PR #476, opened 2023-03-13
feat: added out of bounds scroll

Ouwen:
This adds an event for when user stack scroll goes out of bounds


packages/tools/src/utilities/scroll.ts
```diff
@@ -75,4 +97,24 @@ export function scrollVolume(
...
+    // One common use case of this trigger might be to load the next
+    // volume in a time series or the next segment of a partially loaded volume.
+    csUtils.triggerEvent(eventTarget, EVENTS.VOLUME_SCROLL_OUT_OF_BOUNDS, {
+      volumeId: volumeId,
+      viewport: viewport,
+      delta,
+      desiredFrameIndex,
+      maxFrameIndex,
+      currentImageId: viewport.getCurrentImageId(),
+      currentFrameIndex: desiredFrameIndex - delta,
```
sedghi, line 117: can you add these to the EventTypes too?

packages/tools/src/utilities/scroll.ts
```diff
@@ -31,6 +33,26 @@ export default function scroll(
...
 }
 
+/**
+ * _getDeltaFrameIndex is a subset of functionality copied from csUtils.snapFocalPointToSlice
+ * @param delta
+ * @param sliceRange
+ * @param spacingInNormalDirection
+ * @returns { int, int }
+ */
+function _getDeltaFrameIndex(delta, sliceRange, spacingInNormalDirection) {
```
sedghi, line 43: can you add the exports you want from the `getVolumeViewportScrollInfo` so that we don't recomute these again?

sedghi (commented):
see my comments

Ouwen:
@sedghi this is ready for your review

packages/tools/src/utilities/scroll.ts
```diff
@@ -59,4 +61,32 @@ export function scrollVolume(
     position: newPosition,
   });
   viewport.render();
+
+  const { numScrollSteps, currentStepIndex } =
+    csUtils.getVolumeViewportScrollInfo(viewport, volumeId);
```
sedghi, line 66: I"m a little bit confused, isn't it the fact that this function relies on the `sliceRangeInfo` that is calculated above? So can we refactor its logic so that we don't do `sliceRangeInfo` getter again?

```
function getVolumeViewportScrollInfo(
  viewport: IVolumeViewport,
  volumeId: string
) {
  const { sliceRange, spacingInNormalDirection } = getVolumeSliceRangeInfo(
    viewport,
    volumeId
  );

  const { min, max, current } = sliceRange;

  // Now we can see how many steps there are in this direction
  const numScrollSteps = Math.round((max - min) / spacingInNormalDirection);

  // Find out current frameIndex
  const fraction = (current - min) / (max - min);
  const floatingStepNumber = fraction * numScrollSteps;
  const currentStepIndex = Math.round(floatingStepNumber);

  return { numScrollSteps, currentStepIndex };
}
```

to 

```
function getVolumeViewportScrollInfoFromSliceRange(
  sliceRange,
  spacingInNormalDirection
) {
  const { min, max, current } = sliceRange;

  // Now we can see how many steps there are in this direction
  const numScrollSteps = Math.round((max - min) / spacingInNormalDirection);

  // Find out current frameIndex
  const fraction = (current - min) / (max - min);
  const floatingStepNumber = fraction * numScrollSteps;
  const currentStepIndex = Math.round(floatingStepNumber);

  return { numScrollSteps, currentStepIndex };
}
```

sedghi: API check failed

Ouwen: Ah yeah I need to build updateapi

sedghi (approved):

--------------------------------

• [WHAT THE TASK ASKS]:
Go through the entries and report every line with the string "spacingInNormalDirection".

• [RESPONSE TO THE EXERCISE]:
+ * @param spacingInNormalDirection
+function _getDeltaFrameIndex(delta, sliceRange, spacingInNormalDirection) {
  const { sliceRange, spacingInNormalDirection } = getVolumeSliceRangeInfo(
  const numScrollSteps = Math.round((max - min) / spacingInNormalDirection);
  spacingInNormalDirection
  const numScrollSteps = Math.round((max - min) / spacingInNormalDirection);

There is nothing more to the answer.